We recently moved across the country, my girlfriend and I, and we brought about 800 books with us. The east wall of our new apartment is dominated by floor-to-ceiling shelves. I knew I wouldn’t feel settled until our books were arranged in a sensible order. It took me five hours to sort them. They are now alphabetical by author, and within each author they are chronological by publication date. Genre means nothing: fiction sits next to non-fiction, Leo Tolstoy next to Joe Torre.
I want to say that bookshelves don’t lie—that they quantify, at a glance, exactly where your head is at and where your energies are being spent. But some of my favorite books are not here. I tend to shove them at the first person I come across, saying you have to read this right now, and I rarely get them back. Plus, I can’t pretend we’ve read everything we own. Volume seven of Kevin Starr’s history of California is nice to have around, but it’s barely been cracked.

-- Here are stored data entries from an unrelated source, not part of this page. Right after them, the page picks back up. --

PR #182, opened 2023-10-17
Fix typo that loads messages when popup is requested

cimurah:
Messages were not being loaded and rendered as expected due to a typo.

Bug: T334766


MusikAnimal (approved):
Nice catch! This has been broken for 3+ years... 51b0b3a9c831259880d5b605f3ffde3e2f5a0d18

PR #184, opened 2024-02-27
Update Node version and dependencies, fix linting errors

MusikAnimal:
Remove the obsolete wikiWhoProxy.php; we now host our own installation


MusikAnimal:
Might as well review this and the bug fix together. Closing in favor of #185

PR #185, opened 2024-02-27
Fix CSS selector for .mw-parser-output to work in Vector 2022

MusikAnimal:
Vector 2022 puts indicators in the article body, so they also have the `.mw-parser-output` CSS class. This commit changes it to look only within `#mw-body-text`, which should work across all skins.

Bug: https://phabricator.wikimedia.org/T320364


MusikAnimal:
The second commit is the bug fix. The first just updates dependencies.

PR #351, opened 2019-01-29
 Support for retrieving ETag (#128)

### LINKED ISSUE #128: Better way for client programs to do a HEAD request to a collection endpoint
If they want to get the record count in a collection, for instance.

Here is current way of doing it (getting the api from a kinto.js collection):

```
var api = tickets.api.bucket(tickets.bucket).collection(tickets.name);
var headers = api._collOptions({});
headers["Authorization"] = "Basic " + btoa("token:tr0ub4d@ur");
api.client.execute({ path: "/buckets/default/collections/oldTickets/records", method:"HEAD", headers}, {raw:true})
```

kewisch:
* Add a getETag method for collections and buckets

    * Update README to document methods and no longer suggest use of last_modified

This fixes #128 . I'm not quite sure how ETag and last modified work here, the server we are using says I cannot pass the last_modified. The docs say it should be treated as an opaque token, which doesn't seem to be true. The linked issue says it is hard to get the ETag, so I'd like to make it simpler. Comments welcome.

### DIFF
--- a/README.md
+++ b/README.md
@@ -38,6 +38,7 @@ Read the [API documentation](https://doc.esdoc.org/github.com/Kinto/kinto-http.j
      - [Updating an existing group](#updating-an-existing-group)
      - [Deleting a group](#deleting-a-group)
      - [Listing bucket history](#listing-bucket-history)
+     - [Bucket ETag](#bucket-etag)
   - [Collections](#collections)
      - [Selecting a collection](#selecting-a-collection)
      - [Getting collection data](#getting-collection-data)
@@ -50,6 +51,7 @@ Read the [API documentation](https://doc.esdoc.org/github.com/Kinto/kinto-http.j
      - [Deleting record](#deleting-record)
      - [Listing records](#listing-records)
      - [Total number of records](#total-number-of-records)
+     - [Collection ETag](#collection-etag)
      - [Batching operations](#batching-operations)
   - [Listing all resource permissions](#listing-all-resource-permissions)
   - [Attachments](#attachments)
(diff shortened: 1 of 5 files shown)


leplatrem:
Thanks for starting this! 
*disclaimer* I haven't read the code yet ;)


>  the server we are using says I cannot pass the last_modified

Could you elaborate on that please? Do you mean via this JS client?

I think we should call it *timestamp* (`getTimestamp()`?), since we call it like that on the server API docs. What do you think?

kewisch:
What I actually wanted to do is get entries that are in blocklists-preview but not blocklists. So I found this in the docs:
>- `last_modified`: the [collection's timestamp](http://kinto.readthedocs.io/en/stable/api/1.x/timestamps.html). This value is opaque and should be reused as is, eg. passing it as a `since` option (see [Generic bucket and collection options](#generic-bucket-and-collection-options))

So I tried:

```js
let data = await this.bucket("blocklist").collection("addons").getData();
let preview = await this.bucket("blocklist-preview").collection("addons").listRecords({ since: data.last_modified });
```

And the server replied with: `Invalid value for since (1548760721714), should be ETag value`

So I need some way to get the ETag instead. If I instead pass the ETag from a HEAD request it works fine. Am I missing something?

leplatrem:
Thanks for the details! :pray: 

So there is indeed some confusion in our docs... 

In brief, there are two timestamps in play here: 
- the timestamp of the collection object (bumped when the collection metadata is modified)
- the timestamp of the records list (bumped when a record is created/modified/deleted in that collection)

Both are bumped independently, and are not interchangeable. 


Basically, what you want to achieve could be done like this:
```js
const { last_modified } = await this.bucket("blocklists").collection("addons").listRecords();  // inefficient GET just for a header value... 
const preview = await this.bucket("blocklists-preview").collection("addons").listRecords({ since: last_modified });
```


In the python client ([kinto-http.py](https://github.com/Kinto/kinto-http.py/)), we only added one method called `get_records_timestamp()`. I believe we should mimic this in the JS client, so that your snippet becomes:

Still, I feel like an inventory can tell us something. For example, the author with the most books on our shelves is Henry James (11). My girlfriend studied him in grad school, and it’s fitting that he should win the overall tally, since she is more enthusiastic about him than either of us is about any other writer. She’s also responsible for most of our books by the Brontë sisters (7), Jane Austen (5), George Eliot (4), Gustave Flaubert (4), and Edith Wharton (4). I guessed at the order of Wharton’s novels and I was completely wrong. It turns out she wrote The Age of Innocence last, when she was least innocent, and The House of Mirth first. The relatively unimpressive The Custom of the Country landed like a dud in between them. Who knew?
I am responsible for sizable collections of Don DeLillo (8), Gabriel García Márquez (8), and Ernest Hemingway (8), each of whom was an object of obsession at some point in my life. I’m a little embarrassed at how frequently I fall for late twentieth-century white male novelists, including Paul Auster (5), T.C. Boyle (5), and J.M. Coetzee (4). Even the older authors in my possession—F. Scott Fitzgerald (4), William Faulkner (4), and Vladimir Nabokov (5)—fit this pattern.
Together we account for a good selection of Joan Didion (5), Virginia Woolf (5), and William Shakespeare (10). We own exactly the books you would expect by George R.R. Martin (4) and J.R.R. Tolkien (4). I have a soft spot for a Russian crackpot named Victor Pelevin (4). My girlfriend has a regrettable stack of David Sedaris (5). I have stubbornly cultivated a relationship with a single author of mass market paperbacks, Michael Connelly (6).
I’m not sure what I’ve learned by sifting 800 volumes by hand. But it feels good to know exactly what’s on our shelves. A book collection isn’t a set of references that you keep handy, or objects that you put on display. It’s a record of what you’ve done and what you’re left with.